■ About this task
Search the records for the word "platform" and copy each line in which it appears.

──────── Information

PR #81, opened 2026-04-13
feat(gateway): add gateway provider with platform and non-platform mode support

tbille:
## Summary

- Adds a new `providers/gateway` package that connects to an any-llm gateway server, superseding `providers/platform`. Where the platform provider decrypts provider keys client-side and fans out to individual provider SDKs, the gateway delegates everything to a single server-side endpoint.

────────────────

■ Solution for this problem
feat(gateway): add gateway provider with platform and non-platform mode support
- Adds a new `providers/gateway` package that connects to an any-llm gateway server, superseding `providers/platform`. Where the platform provider decrypts provider keys client-side and fans out to individual provider SDKs, the gateway delegates everything to a single server-side endpoint.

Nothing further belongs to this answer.